Cale Makar had five points in Game 4, including an assist on Lehkonen's winner, with the play feeling like it took an eternity to develop.
"When I saw him with the puck in front, I was telling [Lehkonen] it felt like a minute long when he had it on his stick," Makar said. "I was just staring at him. I'm like, 'Is this going to go in the net?' That was a bit of an interesting one, but definitely excited. And Lehky, that's why he's the best. He gets to the net, beats guys and gets rewarded."
The third-period deficit could have been enough to shake Colorado's confidence in finishing off the Oilers. But the Avalanche have been a resilient team throughout the playoffs.
"We've been down going into the third a couple goals, and we always stick with it," Rantanen said. "It's what we talked about. We just have to put the second period past us and get over it, and we know if we play our game, we can create chances and come back in games. I'm just happy that we did. It's just our strong mentality on the team."
The Oilers gave Colorado all it could handle, though. And Leon Draisaitl was a major part of that, despite being far less than 100 percent healthy.
Draisaitl had been dealing with various ailments throughout the postseason, to the degree it was obviously limiting his mobility on the ice. And then Edmonton's top-line skater was hurt again in the second period of Game 4, laboring to the bench in apparent agony but refusing to leave the game. He barely missed a shift before adding a helper on Connor McDavid's goal, one of Draisaitl's four points on the night. Draisaitl trails only Wayne Gretzky now in the most playoff games with three-plus points (seven).
"There are lots of guys who go through painful things like that," Draisaitl said of his health. "I'm not going to make this about myself. There are lots of guys who play through injury."
Draisaitl and McDavid combined for seven points in Game 4 and finished the postseason with 32 and 33, respectively. Despite their efforts, Edmonton still fell short of its ultimate goal.
"It feels like it's steps," McDavid said. "Every team goes through it. They become a playoff team. They get there most years and go on a little bit of a run, and they learn that lesson, and then it becomes their time to win."
In other Oilers' injury news, defenseman Darnell Nurse revealed he played the entire postseason with a torn hip flexor.

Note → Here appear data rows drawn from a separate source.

PR #1212, opened 2025-08-01
fix: update root link retrieval

lvjonok:
Good day, thank you for this framework. I have been experimenting and found fairly easy bug that `get_state` method of base agent fails.

Would you like some test to be added for the BaseAgent or it is not necessary for this simple fix?

Best Regards,
Lev Kozlov

### DIFF
--- a/mani_skill/agents/base_agent.py
+++ b/mani_skill/agents/base_agent.py
@@ -358,7 +358,7 @@ class BaseAgent:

Colorado has dealt with injuries, as well, including to Nazem Kadri. He broke his thumb in a boarding incident with Evander Kane in Game 3 and subsequently had surgery in Denver. It's unclear whether Kadri will be able to return in the Cup Final, but at least the Avs have time now for the various bumps and bruises throughout their lineup to heal.
Because what's coming next will be the Avalanche's biggest challenge of all. And it'll be worth the wait, even if it takes a week or more for the Eastern Conference finals -- in which the New York Rangers lead the Tampa Bay Lightning 2-1 -- to wrap.
"It's important to try and get some rest and try to get some guys back healthy," Colorado coach Jared Bednar said. "Obviously, it's hard to get here. Our guys should be really happy and enjoy it for a couple days. Everyone's happy and it's good, but that's not why we started the season. It wasn't our approach to it at the start, and it's certainly real difficult to get here; but our guys are already kind of focused, and we'll be itching to go at some point soon here in a couple days."